YOUR TASK:
Beneath this instruction is a block of data; output from it exactly the lines that run from the one containing "Ensure an ASM" through the one containing "### LINKED ISSUE", inclusive.

SUPPLIED RECORDS:

PR #706, opened 2017-12-07
Ensure an ASM enabled node applies its pending layout when enters preload state

### LINKED ISSUE #693: Automatic subnode management (ASM) and node interface states
@maicki  and I are facing a problem in which subnodes of an ASM-enabled node have not been inserted into the supernode by the time the supernode enters the visible state. That is because ASM inserts new nodes when the pending layout is applied. Once the nodes are inserted, they'll also get the interface states of the supernode, all in one go, and start playing catch-up.

One solution is to call `-[ASDisplayNode layoutIfNeeded]` in `-didEnterPreloadState` of `ASCellNode`, if the cell node uses ASM. Since cell nodes are guaranteed to have their calculated layout by the time they enter the preload range, running a layout pass there shouldn't introduce significant overheads. On the other hand, doing so ensures that all subnodes are inserted at the right time and can start preloading their contents much sooner than the current implementation.

@appleguy @maicki @Adlai-Holler @garrettmoon Any thoughts?

nguyenhuy:
This makes sure subnodes are inserted and start preloading right away, instead of waiting until the next layout pass of the supernode. Fixes #693.

### DIFF
--- a/Source/ASDisplayNode.mm
+++ b/Source/ASDisplayNode.mm
@@ -3087,8 +3087,9 @@ ASDISPLAYNODE_INLINE BOOL subtreeIsRasterized(ASDisplayNode *node) {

WRITTEN ANSWER:
Ensure an ASM enabled node applies its pending layout when enters preload state

### LINKED ISSUE #693: Automatic subnode management (ASM) and node interface states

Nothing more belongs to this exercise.